What Teachers and Parents Can Do


Teachers Can:

  • Set a good example by not using tobacco.
     
  • Use curricula and teaching methods that meet the criteria in CDC’s Guidelines for School Health Programs to Prevent Tobacco Use and Addiction. (See the ordering information below for the Guidelines and see two Programs that Work identified by CDC.)
     
  • Work with other school staff to coordinate tobacco-use prevention efforts and give students consistent, reinforced messages.
     
  • Teach tobacco-use prevention issues in a variety of classes, such as science, history, and English.
     
  • Help students improve their skills to critically analyze messages that glamorize tobacco use on television, in movies, and in magazines and other print media. (See the ordering information below for MediaSharp: Analyzing Tobacco and Alcohol Messages.)
     
  • Encourage and support the efforts of students and school staff to quit using tobacco.
     
  • Prohibit tobacco use by students participating in sports and stress the adverse effects of tobacco on sports performance.
     
  • Involve families and community organizations in tobacco-use prevention activities.
     
  • Evaluate tobacco-use prevention activities and student progress.
     
  • Find and use national, state, and local resources for tobacco-use prevention education.
     
  • Take part in tobacco-use prevention training and share experiences with other teachers.


     

Parents or Guardians Can:

  • Set a good example by not using tobacco and give clear, consistent messages about the dangers of tobacco to your children.
  • Provide your children with a tobacco-free environment at home.
  • Support coordinated school health programs and insist that they include tobacco-use prevention education.
  • If your children already use tobacco:
  • Help them set realistic goals for stopping.
  • Give them positive reinforcement and encouragement.
  • Help them understand the underlying reasons they’re using tobacco (to deal with stress, to feel accepted, to show their independence, etc.).
  • Help them substitute positive alternatives such as physical activity or stress management.
  • Help your children critically analyze messages that glamorize tobacco use on television, in movies, and in magazines and other print media.
  • Join a school health committee and guide policies to prevent tobacco use.
  • Volunteer to help school staff implement tobacco-use prevention activities.
  • Work with the school board to provide assistance programs, rather than punishment, for students who violate tobacco-use policies.
  • Share tobacco-use prevention information with your children and talk with them about related homework assignments and projects.
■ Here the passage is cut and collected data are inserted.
PR #2016, opened 2023-04-06
feat(buffering): Enable auto-vacuum and fallback to cache.envelope_buffer_size if spool is full

olksdr:
This change makes sure we fall back to `cache.envelope_buffer_size` if the disk stays full, but also enabling auto-vacuum let us reclaim un-used space be able to spool more. 

Also refactored some of the function and switched to early returns. 

#skip-changelog

### DIFF
--- a/relay-server/src/actors/project_buffer.rs
+++ b/relay-server/src/actors/project_buffer.rs
@@ -14,7 +14,7 @@ use sqlx::sqlite::{
     SqliteConnectOptions, SqliteJournalMode, SqlitePoolOptions, SqliteRow, SqliteSynchronous,
 };
 use sqlx::{Pool, QueryBuilder, Row, Sqlite};
-use tokio::sync::mpsc;
+use tokio::sync::{mpsc, Semaphore};
 
 use crate::actors::project_cache::{ProjectCache, UpdateBufferIndex};
 use crate::envelope::{Envelope, EnvelopeError};
@@ -31,9 +31,6 @@ const SQLITE_LIMIT_VARIABLE_NUMBER: usize = 999;
 /// The set of errors which can happend while working the the buffer.
 #[derive(Debug, thiserror::Error)]
 pub enum BufferError {
-    #[error("failed to store the envelope in the buffer, max size {0} reached")]
-    Full(u64),
-
     #[error("failed to move envelope from disk to memory")]
     CapacityExceeded(#[from] crate::utils::BufferError),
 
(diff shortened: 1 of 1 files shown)


relay-server/src/actors/project_buffer.rs
```diff
@@ -223,7 +225,12 @@ impl BufferService {
 
         // Only if persistent envelopes buffer file path provided, we create the pool and set the config.
         if let Some(path) = config.spool_envelopes_path() {
-            relay_log::info!("Using the buffer file: {}", path.to_string_lossy());
+            relay_log::info!(
+                "Using the buffer file {}, max memory size {}, max disk size {}",
```
jan-auer: Let's make these separate info logs.

relay-server/src/actors/project_buffer.rs
```diff
@@ -242,6 +249,12 @@ impl BufferService {
                 // When synchronous is NORMAL, the SQLite database engine will still sync at the most critical moments, but less often than in FULL mode.
                 // Which guarantees good balance between safety and speed.
                 .synchronous(SqliteSynchronous::Normal)
+                // The freelist pages are moved to the end of the database file and the database file is truncated to remove the freelist pages at every
+                // transaction commit. Note, however, that auto-vacuum only truncates the freelist pages from the file.
+                // Auto-vacuum does not defragment the database nor repack individual database pages the way that the VACUUM command does.
+                //
+                // This will helps us to keep the file size under some controll.
```
jan-auer:
```suggestion
                // This will helps us to keep the file size under some control.
```

relay-server/src/actors/project_buffer.rs
```diff
@@ -402,6 +416,18 @@ impl BufferService {
...
+        // The auto-vacuum will kick in on each delete from the database, and the spool status will
+        // be checked and we more space is available the `is_disk_full` flag set to `false`.
+        //
+        // It falls back to the `cache.envelope_buffer_size`, and will try to keep the rest
+        // of the incoming envelopes in the memory till the `BufferGuard` is exhausted and it
+        // starts dropping the envelopes.
+        let is_disk_full = self.spool_config.as_ref().map_or(true, |s| s.is_disk_full);
+        if !is_disk_full {
+            self.try_spool().await?;
+        }
```
jan-auer:
```suggestion
        if let Some(ref config) = self.spool_config {
            if !config.is_disk_full {
                self.try_spool().await?;
            }
        }
```

jan-auer (approved):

CDC’s Guidelines for School Health Programs to Prevent Tobacco Use

The guidelines include seven recommendations for ensuring a quality school program to prevent tobacco use.

  1. Policy. Develop and enforce a school policy on tobacco use.

  2. Instruction. Provide instruction about the short- and long-term negative physiologic and social consequences of tobacco use, social influences on tobacco use, peer norms regarding tobacco use, and life skills such as communicating, decision-making, and goal-setting.

  3. Curriculum. Provide tobacco-use prevention education in grades K–12.

  4. Training. Provide program-specific training for teachers.

  5. Family Involvement. Involve parents or families in support of school-based programs to prevent tobacco use.

  6. Tobacco Cessation Efforts. Support cessation efforts among students and school staff who use tobacco.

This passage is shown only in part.